● Stored data entries:
.....
PR #2239, opened 2016-08-14
Add note about removing a Node package.

kenny-evitt:
[Magnus pointed out that removing a Node.js package from the LT core source might affect plugins.](https://github.com/LightTable/LightTable/pull/2238#issuecomment-239687875) I (stupidly) didn't think of that.

I think I should also add a checklist item to review changes for a release and check for any that remove Node.js packages so that users can be notified of the change as described in the note I added already for this PR.

 - [x] Do the thing I just described in the paragraph above.

### DIFF
--- a/doc/for-committers.md
+++ b/doc/for-committers.md
@@ -15,6 +15,8 @@ Current ClojureScript version and libraries we use are in [project.clj](https://
 
 Node package installs last done with node.js v2.5.0 and npm v2.13.2.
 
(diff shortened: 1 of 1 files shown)


kenny-evitt:
@rundis Inspired by your comment on #2238 pertaining to my asking to remove a Node.js package from LT core.

sbauer322:
This seems good to me too. I added a question in the Dev FAQ indicating to not use LightTable's internal node modules for plugins.

rundis:
Cool! Tx.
.....
● TASK BRIEF: Look over the records above and filter for each line with the word "committers".

● SOLUTION TO THE PROBLEM:
--- a/doc/for-committers.md
+++ b/doc/for-committers.md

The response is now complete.